### [EXERCISE DESCRIPTION]
Pull out each line of the records holding the string "sealed".

───── DATA SHOWN ─────

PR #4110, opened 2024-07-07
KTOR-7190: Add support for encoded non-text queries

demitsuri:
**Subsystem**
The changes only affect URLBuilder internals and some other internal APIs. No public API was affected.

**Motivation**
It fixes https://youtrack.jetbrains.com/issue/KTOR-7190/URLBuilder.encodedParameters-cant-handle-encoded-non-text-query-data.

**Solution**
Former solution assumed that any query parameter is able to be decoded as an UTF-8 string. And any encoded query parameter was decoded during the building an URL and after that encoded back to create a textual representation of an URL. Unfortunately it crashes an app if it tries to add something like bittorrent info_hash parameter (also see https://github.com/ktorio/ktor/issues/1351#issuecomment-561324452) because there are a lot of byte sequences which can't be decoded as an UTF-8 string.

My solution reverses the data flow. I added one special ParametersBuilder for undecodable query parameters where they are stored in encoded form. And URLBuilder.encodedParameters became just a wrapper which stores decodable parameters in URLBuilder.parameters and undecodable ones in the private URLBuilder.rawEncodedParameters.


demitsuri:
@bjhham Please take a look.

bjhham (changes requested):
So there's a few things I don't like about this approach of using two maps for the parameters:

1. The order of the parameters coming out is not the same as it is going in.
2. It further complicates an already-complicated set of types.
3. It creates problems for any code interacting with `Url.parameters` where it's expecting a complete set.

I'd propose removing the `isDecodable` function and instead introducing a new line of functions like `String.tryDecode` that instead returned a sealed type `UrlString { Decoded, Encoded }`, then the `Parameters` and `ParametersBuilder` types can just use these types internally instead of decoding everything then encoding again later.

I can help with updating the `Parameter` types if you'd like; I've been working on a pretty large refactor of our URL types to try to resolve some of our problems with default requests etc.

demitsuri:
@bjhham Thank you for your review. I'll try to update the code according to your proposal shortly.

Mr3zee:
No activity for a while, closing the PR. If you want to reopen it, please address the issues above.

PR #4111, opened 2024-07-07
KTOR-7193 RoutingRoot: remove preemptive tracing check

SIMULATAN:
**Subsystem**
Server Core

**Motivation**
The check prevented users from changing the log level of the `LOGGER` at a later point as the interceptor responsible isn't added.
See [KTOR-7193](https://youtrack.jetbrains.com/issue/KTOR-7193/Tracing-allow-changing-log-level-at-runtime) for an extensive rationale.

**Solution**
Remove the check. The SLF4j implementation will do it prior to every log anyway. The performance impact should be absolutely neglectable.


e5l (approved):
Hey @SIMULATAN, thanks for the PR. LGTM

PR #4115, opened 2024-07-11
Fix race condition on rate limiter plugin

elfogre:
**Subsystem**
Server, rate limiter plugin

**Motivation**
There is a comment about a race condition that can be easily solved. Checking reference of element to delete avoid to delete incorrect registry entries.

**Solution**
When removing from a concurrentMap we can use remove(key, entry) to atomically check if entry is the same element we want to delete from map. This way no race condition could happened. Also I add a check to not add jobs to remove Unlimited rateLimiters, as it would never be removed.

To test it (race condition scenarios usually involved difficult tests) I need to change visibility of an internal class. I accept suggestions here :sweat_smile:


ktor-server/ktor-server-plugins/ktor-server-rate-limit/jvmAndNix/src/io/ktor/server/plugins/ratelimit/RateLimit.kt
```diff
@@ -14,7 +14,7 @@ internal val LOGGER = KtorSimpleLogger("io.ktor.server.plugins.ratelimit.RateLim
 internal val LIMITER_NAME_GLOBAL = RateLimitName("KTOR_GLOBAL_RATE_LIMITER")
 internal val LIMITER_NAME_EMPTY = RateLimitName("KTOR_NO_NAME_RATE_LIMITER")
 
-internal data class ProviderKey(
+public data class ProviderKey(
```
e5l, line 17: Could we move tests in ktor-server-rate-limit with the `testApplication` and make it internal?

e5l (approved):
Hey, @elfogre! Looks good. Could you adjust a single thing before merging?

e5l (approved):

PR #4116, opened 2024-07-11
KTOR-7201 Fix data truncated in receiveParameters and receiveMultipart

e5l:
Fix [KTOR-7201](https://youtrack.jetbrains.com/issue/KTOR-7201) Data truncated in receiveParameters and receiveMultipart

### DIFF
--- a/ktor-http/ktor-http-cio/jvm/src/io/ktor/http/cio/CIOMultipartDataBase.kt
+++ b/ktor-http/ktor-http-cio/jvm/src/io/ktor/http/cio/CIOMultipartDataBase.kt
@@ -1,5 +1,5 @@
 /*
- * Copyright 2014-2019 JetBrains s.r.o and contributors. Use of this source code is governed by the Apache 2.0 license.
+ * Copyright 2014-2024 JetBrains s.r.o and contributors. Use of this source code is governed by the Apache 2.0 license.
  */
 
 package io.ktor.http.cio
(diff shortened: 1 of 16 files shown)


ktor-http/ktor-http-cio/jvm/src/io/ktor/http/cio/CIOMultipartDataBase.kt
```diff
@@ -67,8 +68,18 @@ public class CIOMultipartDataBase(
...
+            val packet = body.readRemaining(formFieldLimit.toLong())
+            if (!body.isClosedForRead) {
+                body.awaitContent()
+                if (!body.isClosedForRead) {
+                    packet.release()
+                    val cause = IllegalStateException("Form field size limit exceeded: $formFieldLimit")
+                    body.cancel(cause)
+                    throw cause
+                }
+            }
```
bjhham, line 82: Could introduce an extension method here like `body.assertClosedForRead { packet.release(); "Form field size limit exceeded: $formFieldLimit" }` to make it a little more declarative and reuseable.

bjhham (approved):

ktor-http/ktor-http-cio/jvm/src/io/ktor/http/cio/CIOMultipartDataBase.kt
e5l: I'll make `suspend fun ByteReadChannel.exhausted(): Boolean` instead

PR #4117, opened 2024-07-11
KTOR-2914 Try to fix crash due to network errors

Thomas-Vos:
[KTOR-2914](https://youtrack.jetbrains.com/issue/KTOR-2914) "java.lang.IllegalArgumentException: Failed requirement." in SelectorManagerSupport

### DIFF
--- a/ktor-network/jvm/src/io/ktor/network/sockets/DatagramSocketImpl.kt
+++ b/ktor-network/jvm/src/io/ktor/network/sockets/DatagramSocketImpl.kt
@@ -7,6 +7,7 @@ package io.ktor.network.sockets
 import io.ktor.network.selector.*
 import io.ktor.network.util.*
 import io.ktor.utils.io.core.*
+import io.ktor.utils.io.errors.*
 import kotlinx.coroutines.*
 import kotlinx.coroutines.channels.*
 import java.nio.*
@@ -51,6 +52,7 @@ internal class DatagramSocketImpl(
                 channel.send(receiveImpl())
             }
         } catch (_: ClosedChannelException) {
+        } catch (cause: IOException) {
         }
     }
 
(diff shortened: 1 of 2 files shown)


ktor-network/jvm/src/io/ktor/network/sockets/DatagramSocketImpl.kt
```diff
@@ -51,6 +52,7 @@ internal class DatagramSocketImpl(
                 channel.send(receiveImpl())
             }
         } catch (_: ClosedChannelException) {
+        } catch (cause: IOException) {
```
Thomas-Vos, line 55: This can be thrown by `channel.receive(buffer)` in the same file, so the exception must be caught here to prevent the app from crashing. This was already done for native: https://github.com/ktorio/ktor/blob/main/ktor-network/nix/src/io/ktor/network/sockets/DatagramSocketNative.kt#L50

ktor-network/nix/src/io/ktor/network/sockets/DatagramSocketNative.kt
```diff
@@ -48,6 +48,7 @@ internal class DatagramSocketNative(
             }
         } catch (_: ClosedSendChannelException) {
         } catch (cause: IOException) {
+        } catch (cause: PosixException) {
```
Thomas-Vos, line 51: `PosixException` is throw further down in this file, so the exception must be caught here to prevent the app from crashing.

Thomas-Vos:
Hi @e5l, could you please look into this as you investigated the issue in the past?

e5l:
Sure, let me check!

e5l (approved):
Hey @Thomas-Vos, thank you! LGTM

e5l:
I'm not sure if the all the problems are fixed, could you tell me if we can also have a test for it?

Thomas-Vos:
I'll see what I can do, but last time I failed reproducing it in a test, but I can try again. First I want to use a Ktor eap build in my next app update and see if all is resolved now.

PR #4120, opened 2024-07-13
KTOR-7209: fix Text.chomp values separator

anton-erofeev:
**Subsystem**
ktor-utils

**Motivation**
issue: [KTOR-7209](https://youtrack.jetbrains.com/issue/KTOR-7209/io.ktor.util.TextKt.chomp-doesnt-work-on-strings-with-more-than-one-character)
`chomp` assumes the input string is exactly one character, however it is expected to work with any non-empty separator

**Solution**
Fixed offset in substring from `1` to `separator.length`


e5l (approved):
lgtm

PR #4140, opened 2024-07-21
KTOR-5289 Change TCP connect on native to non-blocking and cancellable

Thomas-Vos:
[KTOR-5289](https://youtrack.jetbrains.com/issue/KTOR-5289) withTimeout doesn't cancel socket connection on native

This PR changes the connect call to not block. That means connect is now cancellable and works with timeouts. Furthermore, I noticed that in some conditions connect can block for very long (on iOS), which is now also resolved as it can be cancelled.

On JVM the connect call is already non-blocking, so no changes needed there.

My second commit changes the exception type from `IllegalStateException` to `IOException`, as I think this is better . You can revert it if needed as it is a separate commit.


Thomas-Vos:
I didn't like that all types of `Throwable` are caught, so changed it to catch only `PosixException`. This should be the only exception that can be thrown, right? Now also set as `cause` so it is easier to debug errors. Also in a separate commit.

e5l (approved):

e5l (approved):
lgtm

─────
───── DATA SHOWN ─────

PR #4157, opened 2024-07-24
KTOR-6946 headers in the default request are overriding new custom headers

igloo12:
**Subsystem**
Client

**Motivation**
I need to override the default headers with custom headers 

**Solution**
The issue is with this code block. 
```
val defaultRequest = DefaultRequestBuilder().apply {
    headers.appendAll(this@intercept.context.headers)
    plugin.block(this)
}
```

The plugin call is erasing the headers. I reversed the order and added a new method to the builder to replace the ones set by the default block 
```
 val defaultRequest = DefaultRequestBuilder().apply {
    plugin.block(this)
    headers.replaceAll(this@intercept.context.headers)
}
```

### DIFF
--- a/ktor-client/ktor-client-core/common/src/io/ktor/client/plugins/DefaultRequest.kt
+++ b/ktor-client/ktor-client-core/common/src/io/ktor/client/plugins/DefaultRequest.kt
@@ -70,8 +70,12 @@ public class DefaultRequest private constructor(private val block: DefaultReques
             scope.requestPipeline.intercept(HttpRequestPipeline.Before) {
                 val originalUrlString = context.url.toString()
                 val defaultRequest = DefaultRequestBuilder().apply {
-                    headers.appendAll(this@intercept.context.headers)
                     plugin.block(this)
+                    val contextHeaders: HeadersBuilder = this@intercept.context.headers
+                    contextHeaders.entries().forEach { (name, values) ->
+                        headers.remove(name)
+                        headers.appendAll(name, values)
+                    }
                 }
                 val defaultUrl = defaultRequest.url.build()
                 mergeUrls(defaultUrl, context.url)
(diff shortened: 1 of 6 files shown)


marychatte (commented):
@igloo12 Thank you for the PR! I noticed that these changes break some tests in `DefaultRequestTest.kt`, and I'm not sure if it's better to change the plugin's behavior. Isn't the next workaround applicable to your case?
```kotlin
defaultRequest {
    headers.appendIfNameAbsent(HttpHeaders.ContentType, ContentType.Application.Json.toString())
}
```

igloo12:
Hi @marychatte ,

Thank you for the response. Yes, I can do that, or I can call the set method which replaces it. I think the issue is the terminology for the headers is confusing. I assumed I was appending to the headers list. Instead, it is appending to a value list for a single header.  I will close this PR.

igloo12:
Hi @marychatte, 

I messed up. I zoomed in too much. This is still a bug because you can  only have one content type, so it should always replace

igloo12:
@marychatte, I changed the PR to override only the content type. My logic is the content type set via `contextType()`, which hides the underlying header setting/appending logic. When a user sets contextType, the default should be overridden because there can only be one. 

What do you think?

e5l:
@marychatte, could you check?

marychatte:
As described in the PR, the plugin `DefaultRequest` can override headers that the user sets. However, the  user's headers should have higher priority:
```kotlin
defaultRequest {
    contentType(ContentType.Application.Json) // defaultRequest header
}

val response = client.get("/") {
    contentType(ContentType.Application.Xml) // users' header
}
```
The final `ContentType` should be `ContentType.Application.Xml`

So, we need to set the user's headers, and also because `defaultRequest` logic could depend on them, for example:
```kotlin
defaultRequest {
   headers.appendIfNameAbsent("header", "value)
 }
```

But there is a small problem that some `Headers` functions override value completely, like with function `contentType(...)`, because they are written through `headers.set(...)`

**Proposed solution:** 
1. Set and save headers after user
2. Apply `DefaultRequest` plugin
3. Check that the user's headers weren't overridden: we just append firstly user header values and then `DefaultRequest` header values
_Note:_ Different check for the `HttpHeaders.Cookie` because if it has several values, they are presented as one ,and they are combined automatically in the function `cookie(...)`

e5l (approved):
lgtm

─────
───── DATA SHOWN ─────

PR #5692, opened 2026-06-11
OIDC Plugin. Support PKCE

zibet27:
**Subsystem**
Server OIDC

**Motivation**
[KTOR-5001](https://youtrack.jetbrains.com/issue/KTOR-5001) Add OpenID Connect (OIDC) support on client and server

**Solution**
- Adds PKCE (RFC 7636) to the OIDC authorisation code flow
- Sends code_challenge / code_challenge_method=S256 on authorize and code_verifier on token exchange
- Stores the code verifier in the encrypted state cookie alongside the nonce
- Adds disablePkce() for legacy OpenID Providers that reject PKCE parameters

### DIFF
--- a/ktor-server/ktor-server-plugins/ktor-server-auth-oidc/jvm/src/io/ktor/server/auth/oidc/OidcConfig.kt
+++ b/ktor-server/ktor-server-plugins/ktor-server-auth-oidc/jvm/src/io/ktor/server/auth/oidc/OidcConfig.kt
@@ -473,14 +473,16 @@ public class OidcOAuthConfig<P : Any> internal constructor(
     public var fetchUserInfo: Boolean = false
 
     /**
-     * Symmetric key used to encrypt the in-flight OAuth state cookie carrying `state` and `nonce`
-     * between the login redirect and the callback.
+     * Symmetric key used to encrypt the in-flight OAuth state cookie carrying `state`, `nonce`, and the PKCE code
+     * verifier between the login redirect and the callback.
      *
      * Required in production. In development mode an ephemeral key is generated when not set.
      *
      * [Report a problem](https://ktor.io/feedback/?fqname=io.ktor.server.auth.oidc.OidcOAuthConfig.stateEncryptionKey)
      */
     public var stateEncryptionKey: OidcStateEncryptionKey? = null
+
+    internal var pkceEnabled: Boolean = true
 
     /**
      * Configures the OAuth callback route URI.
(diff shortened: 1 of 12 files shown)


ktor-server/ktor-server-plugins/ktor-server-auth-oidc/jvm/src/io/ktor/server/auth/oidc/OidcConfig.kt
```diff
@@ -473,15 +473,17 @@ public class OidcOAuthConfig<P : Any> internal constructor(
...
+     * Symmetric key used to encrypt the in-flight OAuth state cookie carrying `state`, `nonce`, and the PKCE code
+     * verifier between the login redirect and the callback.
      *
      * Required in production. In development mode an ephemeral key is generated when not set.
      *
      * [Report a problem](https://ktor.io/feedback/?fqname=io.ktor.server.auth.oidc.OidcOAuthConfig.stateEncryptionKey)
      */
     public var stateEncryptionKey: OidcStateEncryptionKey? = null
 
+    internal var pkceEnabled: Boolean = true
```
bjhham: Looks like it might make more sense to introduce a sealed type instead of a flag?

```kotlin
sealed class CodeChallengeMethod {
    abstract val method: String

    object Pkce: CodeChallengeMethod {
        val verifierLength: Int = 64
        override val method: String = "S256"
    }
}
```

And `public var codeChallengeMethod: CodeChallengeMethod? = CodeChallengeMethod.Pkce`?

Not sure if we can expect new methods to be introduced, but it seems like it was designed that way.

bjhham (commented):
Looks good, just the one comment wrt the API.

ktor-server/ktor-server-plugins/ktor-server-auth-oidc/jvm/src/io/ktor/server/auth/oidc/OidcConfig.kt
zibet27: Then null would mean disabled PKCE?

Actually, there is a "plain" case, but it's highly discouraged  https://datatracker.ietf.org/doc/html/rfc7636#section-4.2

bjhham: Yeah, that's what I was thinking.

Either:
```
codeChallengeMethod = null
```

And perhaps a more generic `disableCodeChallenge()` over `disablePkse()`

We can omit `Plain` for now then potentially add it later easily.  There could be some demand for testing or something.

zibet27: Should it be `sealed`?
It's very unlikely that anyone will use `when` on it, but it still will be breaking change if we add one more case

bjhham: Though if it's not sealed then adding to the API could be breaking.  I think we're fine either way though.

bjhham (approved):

─────

### [SOLUTION FOR THIS TASK]
I'd propose removing the `isDecodable` function and instead introducing a new line of functions like `String.tryDecode` that instead returned a sealed type `UrlString { Decoded, Encoded }`, then the `Parameters` and `ParametersBuilder` types can just use these types internally instead of decoding everything then encoding again later.
bjhham: Looks like it might make more sense to introduce a sealed type instead of a flag?
sealed class CodeChallengeMethod {
zibet27: Should it be `sealed`?
bjhham: Though if it's not sealed then adding to the API could be breaking.  I think we're fine either way though.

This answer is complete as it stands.